Referring back to Figure 2, to transfer a substrate out of the chamber, the lift pins 214 are moved upwardly to a substrate transfer position as shown in Figure 2, and the substrate 230 is lifted above the substrate supporting surface 202 a sufficient distance to facilitate a robot blade (not shown) to be positioned between the substrate 230 and the substrate supporting surface 202. The lift hoop 110 and the lift pins 214 may be lowered to place the substrate 230 onto the robot blade, and the robot blade may retract with the substrate out of the chamber and transfer the substrate to another chamber.

To transfer a substrate 230 onto the substrate support member 200, a robot blade is extended into the chamber to position the substrate 230 above the substrate support member 200 while the wafer lift system 100 is retracted to a lower position. The lift actuator 220 then moves the lift hoop 110 upwardly to engage and move the lift pins 214. The lift pins 214 are moved upwardly to lift the substrate 230 off of the robot blade, and the robot blade is the retracted out of the chamber. The lift actuator 220 then retracts the lift hoop 110 and lift pins 214 to position the substrate onto the substrate support member 200.

The wafer lift system according to the invention substantially improves the rigidity of the connection between the lift hoop and the lift shaft and substantially reduces vibration of the lift hoop as the lift hoop is moved by the lift actuator. Also, the wafer lift system substantially reduces vibration transferred to the lift pins and the substrate, resulting in decreased likelihood of contaminant generation, breakage of the lift pins, and/or damages to devices formed on the substrate. Furthermore, the wafer lift system substantially reduces the number of parts required for the system and eliminates outgassing problems of the typical sleeve/shaft lift configuration.

While the foregoing is directed to the preferred embodiment of the present invention, other and further embodiments of the invention may be devised without departing from the basic scope thereof, and the scope thereof is determined by the claims that follow.

Claims

WHAT IS CLAIMED IS:

1. An apparatus for positioning a substrate relative to a substrate support member, comprising: a lift hoop having a hoop key, the lift hoop disposed in moveable engagement with substrate; and a lift shaft having a shaft key disposed in an interlocked arrangement with the hoop key.

2. The apparatus of claim 1, further comprising: a lift actuator connected to the lift shaft.

3. The apparatus of claim 1, further comprising: a plurality of lift pins disposed through the substrate support in positions engageable with the lift hoop.

4. The apparatus of claim 1, further comprising: a plurality of lift pins disposed on the lift hoop and extending through the substrate support.

5. The apparatus of claim 1, wherein the hoop key comprises two or more wedges extending from a surface of the lift hoop, and wherein the shaft key comprises two or more mating wedges extending from a distal end of the lift shaft.

6. The apparatus of claim 5, wherein the hoop key further comprises a tapered flange extending radially outward from each wedge.

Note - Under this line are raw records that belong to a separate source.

PR #1097, opened 2025-06-05
Add new timer and counter methods to metrics facade

gauravahuja:
This PR implements issue(s) https://github.com/Consensys/maru/issues/97

In this PR
- Add counter and timer Factory that can create meters with common tags. This is useful in cases where the timers or counters only differ by tags. eg: Timers in an Engine API client implementation. There will be one timer provider which will create timers for each method. See example in unit test.
- Add Timer Interface that is agnostic of the return type of the method/future being timed.
- Remove SimpleTimerCapture and replace it with Timer.
- Update the future extensions.

### Checklist


jvm-libs/linea/core/metrics/build.gradle
```diff
@@ -3,3 +3,7 @@ plugins {
 }
 
 description="Linea metrics facade"
+
+dependencies {
+  api "io.vertx:vertx-core"
```
fluentcrafter: The idea of this Module was to be Kotlin/Java vanilla. Can we please keep that and remove dependencies on vertx?

I see it's here because of `fun <T> captureTime(f: Future<T>): Future<T>` but that can be added as extension function where necessary.

jvm-libs/linea/metrics/micrometer/src/test/kotlin/net/consensys/linea/metrics/micrometer/MicrometerTimerAdapterTest.kt
```diff
@@ -0,0 +1,150 @@
...
+import org.junit.jupiter.api.Test
+import org.junit.jupiter.api.assertThrows
+import tech.pegasys.teku.infrastructure.async.SafeFuture
+import java.util.concurrent.ExecutionException
+import java.util.concurrent.TimeUnit
+
+class MicrometerTimerAdapterTest {
+
+  @Test
+  fun `timer with no extra tags`() {
```
fluentcrafter: it's good practice to write test cases with `should ...` or `when .... then/should` so wit states the scenario under test

jvm-libs/linea/core/metrics/build.gradle
gauravahuja: What about SafeFuture?

jvm-libs/linea/metrics/micrometer/build.gradle
```diff
@@ -7,4 +7,5 @@ description="Micrometer metrics implementation for Linea"
 dependencies {
   api "io.vertx:vertx-micrometer-metrics"
```
Filter94: Can you please get rid of it in favor of
```
api "io.micrometer:micrometer-registry-prometheus:${libs.versions.micrometer.get()}"
```
 like I did in my [change](https://github.com/Consensys/linea-monorepo/pull/1107/files#diff-f6a4e0528e5f7de546e6ad297253a5b2bbb23b812827f06cd211aecd9976428eR8)?

jvm-libs/linea/metrics/micrometer/src/main/kotlin/net/consensys/linea/metrics/micrometer/AbstractTimerCapture.kt
```diff
@@ -3,18 +3,15 @@ package net.consensys.linea.metrics.micrometer
...
+import net.consensys.linea.metrics.TimerCapture
 
 /**
  * An abstract class which contains everything is needed to make pretty much any Timer capture.
  * Mimicks the Builder pattern and allows captureTime implementation to perform different kinds of
  * captures TODO: In order to improve performance, TimerCapture instances can be cached into a
  * thread safe Map just like it's made in MeterRegistry class
  */
-abstract class AbstractTimerCapture<T> {
+abstract class AbstractTimerCapture<T> : TimerCapture<T> {
```
Filter94: I don't think this class is useful for anything anymore

jvm-libs/linea/metrics/micrometer/src/main/kotlin/net/consensys/linea/metrics/micrometer/DynamicTagTimerCapture.kt
```diff
@@ -15,7 +14,7 @@ import java.util.function.Function
  * nanosecond-level measurements. Related issue:
  * https://github.com/micrometer-metrics/micrometer/issues/535
  */
-class DynamicTagTimerCapture<T> : AbstractTimerCapture<T>, TimerCapture<T> {
+class DynamicTagTimerCapture<T> : AbstractTimerCapture<T> {
```
Filter94: You can improve this class by onboarding [my change ](https://github.com/Consensys/linea-monorepo/pull/1107/files#diff-4b230feff290192bebef11dee694282e81d195b1e9abbb3dafab9cb953638a9dR11)to split it in to a Builder and the `TimerCapture`. But probably this class needs a redesign anyway. Up to you

jvm-libs/linea/core/metrics/src/main/kotlin/net/consensys/linea/metrics/MetricsFacade.kt
```diff
@@ -21,6 +21,19 @@ interface Histogram {
...
+interface TimerFactory {
+  fun create(tags: List<Tag> = emptyList()): Timer
+}
+
+interface Timer {
+  fun <T> captureTime(f: CompletableFuture<T>): CompletableFuture<T>
+  fun <T> captureTime(action: Callable<T>): T
+}
+
 interface TimerCapture<T> {
```
Filter94: Having both `Timer` and `TimerCapture` still feels wrong. I tried a few things, but it seems like there's no easy way to fix this. Let's at least slightly improve it by renaming this interface to `DynamicTagTimerCapture` and name the implementation `DynamicTagTimerCaptureImpl`, accordingly to emphasize that it's there only for the `DynamicTagTimerCapture`. I feel like `DynamicTagTimerCapture` needs a redesign, but we need to move forward on this

Filter94 (approved):

jvm-libs/linea/metrics/micrometer/src/main/kotlin/net/consensys/linea/metrics/micrometer/AbstractTimerCapture.kt
gauravahuja: Removed the AbstractTimerCapture class

jvm-libs/linea/core/metrics/src/main/kotlin/net/consensys/linea/metrics/MetricsFacade.kt
gauravahuja: I redesigned the `DynamicTagTimerCapture` and renamed it to `DynamicTagTimerImpl` for consistency between SimpleTimer and DynamicTimer.

jvm-libs/linea/metrics/micrometer/src/main/kotlin/net/consensys/linea/metrics/micrometer/MicrometerTimerAdapter.kt
```diff
@@ -0,0 +1,56 @@
...
+  private val timerProvider = MicrometerTimer.builder(name)
+    .description(description)
+    .tags(*commonTags.flatMap { listOf(it.key, it.value) }.toTypedArray())
+    .withRegistry(meterRegistry)
+
+  init {
+    commonTags.forEach { it.requireValidMicrometerName() }
+  }
+
+  fun getTimer(tags: List<Tag>): io.micrometer.core.instrument.Timer {
```
Filter94: Nit. We could use `MicrometerTimer` here I believe

jvm-libs/linea/metrics/micrometer/src/main/kotlin/net/consensys/linea/metrics/micrometer/MicrometerTimerAdapter.kt
```diff
@@ -0,0 +1,56 @@
...
+      return action.call()
+    } finally {
+      timerSample.stop(adaptee)
+    }
+  }
+}
+
+class TimerFactoryImpl(
+  private val meterRegistry: MeterRegistry,
+  private val name: String,
```
Filter94: Nit: Not all the val-s need to be val-s here

Filter94 (approved):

7. The apparatus of claim 1, further comprising: a fastener extending through a hole on the lift hoop and a cavity in the lift shaft, the fastener releasably securing the lift hoop to the lift shaft.

8. The apparatus of claim 7, wherein the fastener comprises a threaded bolt, and wherein the cavity in the lift shaft includes a threaded portion.

9. The apparatus of claim 7, wherein the hole on the lift hoop is located centrally through the hoop key, and wherein the cavity in the lift shaft is located centrally through the shaft key.

10. The apparatus of claim 1, wherein the lift hoop and the hoop key are machined from a monolithic piece of material.

11. The apparatus of claim 1 , wherein the hoop key is attached to the lift hoop through one or more methods selected from the group consisting of adhesive bonding, welding, and mechanical fastening.